King C R, Magenis E, Bennett S
Obstet Gynecol. 1978 Nov;52(5):617-24.
A 21-year-old white female with short stature, cubitus valgus, multiple cutaneous nevi, and no other major features of the Turner syndrome is described. She had normal secondary sex development and menses. She recently completed a normal pregnancy with delivery of a normal male infant. Postpartum endocrine studies were normal. All cells examined from blood, skin, uterus, and both ovaries had a 45,X karyotype. She is the sixth reported monosomy X patient to achieve pregnancy. A literature review indicates increased fetal wastage (22 of 46 pregnancies) and increased chromosomal errors in the offspring (8 of 26 liveborn infants) of patients with a 45,X cell line. Three cases of trisomy 21 occurred in these infants. Amniocentesis and prenatal diagnostic studies are indicated for women with a 45,X chromosome constitution. The pathogenesis of the Turner syndrome is considered in relation to these findings.

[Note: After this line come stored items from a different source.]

PR #1990, opened 2022-10-10
#1940: add commit date in CI results comment

### LINKED ISSUE #1940: Add commit time beside commit hash in CI results comment
When looking at the PR comment showing the results of the various CI build/test jobs, it would be helpful to see the commit time (not the author time) of the referenced commit, so that one could more easily tell which jobs were run on the most recently rebased/pushed commits

jstrzebonski:
Fixes #1940

### DIFF
--- a/scripts/report_logs_in_comment.sh
+++ b/scripts/report_logs_in_comment.sh
@@ -105,7 +105,7 @@ fi
 commit_sha="$(git log --skip=1 -1  --pretty=format:%H)"
 commit_date="$(TZ=UTC0 git show -s --format=%cd --date=format-local:'%Y-%m-%d %H:%M:%S' "$commit_sha")"
 build_link='[Build log](https://dev.azure.com/DARMA-tasking/DARMA/_build/results?buildId='"$build_id"'&view=logs&j='"$job_id"'&t='"$task_id)"
-comment_body="Build for $commit_sha ($commit_date)\n\n"'```'"\n$val\n"'```'"\n\n$build_link"
+comment_body="Build for $commit_sha ($commit_date UTC)\n\n"'```'"\n$val\n"'```'"\n\n$build_link"
 
 # Fix new lines
 new_line="\n"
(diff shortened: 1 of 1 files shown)


scripts/report_logs_in_comment.sh
```diff
@@ -103,8 +103,9 @@ fi
 
 # Build comment
 commit_sha="$(git log --skip=1 -1  --pretty=format:%H)"
+commit_date="$(git show -s --format=%cd --date=format:'%Y-%m-%d %H:%M:%S' "$commit_sha")"
```
cz4rs, line 106: If I understand correctly, this will use committer's timezone. I guess this could work, but please put a comment here to make it explicit.

jstrzebonski: Yes.
As I understood, @PhilMiller intention was to make build logs even more readable for PR's owner in the first place.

本文描述了一名21岁的白人女性,身材矮小,肘外翻,有多处皮肤痣,无特纳综合征的其他主要特征。她的第二性征发育和月经正常。她最近顺利完成了一次妊娠,分娩出一名正常男婴。产后内分泌检查正常。对血液、皮肤、子宫和双侧卵巢进行检查的所有细胞均具有45,X核型。她是第六例报道的单体X患者成功妊娠的病例。文献综述表明,具有45,X细胞系的患者胎儿丢失率增加(46次妊娠中有22次),后代染色体错误增加(26名活产婴儿中有8名)。这些婴儿中有3例发生了21三体综合征。对于具有45,X染色体组成的女性,建议进行羊膜穿刺术和产前诊断研究。结合这些发现对特纳综合征的发病机制进行了探讨。